I already did some research about what it could mean, but I don't quite get it:

According to the java docs the * would mean 0 or more times, while ? means once or not at all.

Also, what does the ':' mean?

Thanks

Andreas
  • 2,007
  • 5
  • 26
  • 37
  • 3
    Check [this](http://rick.measham.id.au/paste/explain.pl?regex=%28.*%3F%29%3A) out. – Kendall Frey Sep 03 '12 at 13:29
  • @KendallFrey: Nice, but in Java `.` is equivalent to `[^\n\r\u0085\u2028\u2029]`. [ref](http://docs.oracle.com/javase/7/docs/api/java/util/regex/Pattern.html#lt) – Alan Moore Sep 03 '12 at 13:46

4 Answers4

5

This is called a reluctant quantifier. An asterisk and a question mark *? together mean "zero or more times, without matching more characters from the input than is needed". This is what prevents the dot . expression from matching the subsequent colon : in the input.

A better expression to match the same sequence is [^:]*:, because it lets you avoid backtracking. Here is a link to an article explaining why.

Sergey Kalinichenko
  • 714,442
  • 84
  • 1,110
  • 1,523
  • 1
    The word is *quantifier*, not *qualifier*: it specifies a quantity. In fact, you might say the `?` qualifies the quantifier; `*` is normally greedy, but the `?` "weakens" it, making it reluctant or non-greedy. – Alan Moore Sep 03 '12 at 15:41
  • @AlanMoore You're right, it is quantifier. I edited the answer to fix that. – Sergey Kalinichenko Sep 03 '12 at 15:45
4

The ? after greedy operators such as + or * will make the operator non greedy. Without the ?, that regex will keep matching all the characters it finds, including the :.

As it is, the regex will match any string which happens before the semi colon (:). In this case, the semicolon is not a special character.
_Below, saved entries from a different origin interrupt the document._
PR #1103, opened 2024-05-09
Renovate time series functionality for `MarketBidCost`

GabrielKS:
Depends on https://github.com/NREL-Sienna/InfrastructureSystems.jl/pull/367. Here we:

- Add a validation function `is_market_bid_curve` and factory function `make_market_bid_curve` to deal with market bid curves, which are `CostCurve{PiecewiseIncrementalCurve}`s with `NaN` first x-coordinate and initial input.
- Make the market bid cost time series return time arrays of these objects, even though they must be constructed with time series of `FunctionData`.
- Rewrite `cost_function_timeseries.jl` so that less logic has to be duplicated for every new field that works this way
- Make `no_load_cost` and `start_up` fields of `MarketBidCost` work this way


jd-lara (approved):
@GabrielKS we can merge and add methods as needed during the PSI integration

PR #7161, opened 2026-08-11
[modbus] Correct modbus docs to match current behaviour

exciton:
## Description

This is an accuracy scrub of the modbus documentation against the current component code.
It corrects inaccuracies across the modbus, modbus_client, modbus_controller and modbus_server pages and their entity sub-pages.

I am targeting `next` because several corrections describe behaviour from the unreleased modbus overhaul.

Changes:

- modbus: fix the garbled register-table list and note that function code 23 (`0x17`) is available in both the client and server roles, not the server only.
- modbus_client: rewrite the broadcast section to the current fire-and-forget behaviour (`on_sent` only, does not block the bus, reads to address `0` are refused via `on_not_sent`) and add the broadcast exception to the reply-handler contract.
- modbus_controller: note that `on_command_sent` fires once per wire transmission, so a retried command triggers it again on each attempt.
- modbus_server: name the pre-flight `ILLEGAL_DATA_ADDRESS` and `ILLEGAL_DATA_VALUE` exception codes and the two-pass write for the register write path (validation is all-or-nothing; a `write_lambda` that fails partway leaves the registers written before it applied).
- sensor: correct the lambda `item` from a const pointer to a non-const pointer.
- switch: correct `skip_updates` of 5 to refresh on every 6th cycle.
- output: mark `value_type` as optional with a default of `U_WORD`.
- binary_sensor and text_sensor: state that the `response_size` default is derived from the register type rather than a fixed two bytes.
- text_sensor: use the non-deprecated `modbus::helpers::word_from_hex_str` in the example.

- Part of the modbus overhaul series (esphome/esphome#17467, esphome/esphome#17264, esphome/esphome#18215, esphome/esphome#17464), all merged.

## Checklist

  or


esphbot (changes requested):
> [!WARNING]
> Important issues found.
>
> - `response_size` default claim is inverted — schema default is literally `2`

esphbot (approved):
> [!TIP]

esphbot (approved):
> [!TIP]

What ever comes before the semicolon, will be thrown into a group, which can be accessed later through a Matcher object.

This code snippet will hopefully make things more clear:

    String str = "Hello: This is a Test:";
    Pattern p1 = Pattern.compile("(.*?):");
    Pattern p2 = Pattern.compile("(.*):");
    
    Matcher m1 = p1.matcher(str);
    if (m1.find())
    {
        System.out.println(m1.group(1));            
    }
    
    Matcher m2 = p2.matcher(str);
    if (m2.find())
    {
        System.out.println(m2.group(1));
    }

Yields:

Hello

Hello: This is a Test

Community
  • 1
  • 1
npinti
  • 51,780
  • 5
  • 72
  • 96
1

This regular expression means anthing ending with : or it could be understood as anthing till first :.

Here ':' means nothing. but it complies for pattern anystring: will match to this pattern

Abhishek bhutra
  • 1,400
  • 1
  • 11
  • 29
0

I think the '?' is redundant and will be applied on '.*'.

':' has no special meaning whatsoever in regexps and will be matched to the characters in the string.

EDIT: dasblinkenlight is be right, if greedy the regexp will try to match as much as they can, and he is right in his suggestion as well.

I found a link which lists greedy vs reluctant: What is the difference between `Greedy` and `Reluctant` regular expression quantifiers?

Community
  • 1
  • 1
BlueTrin
  • 9,610
  • 12
  • 49
  • 78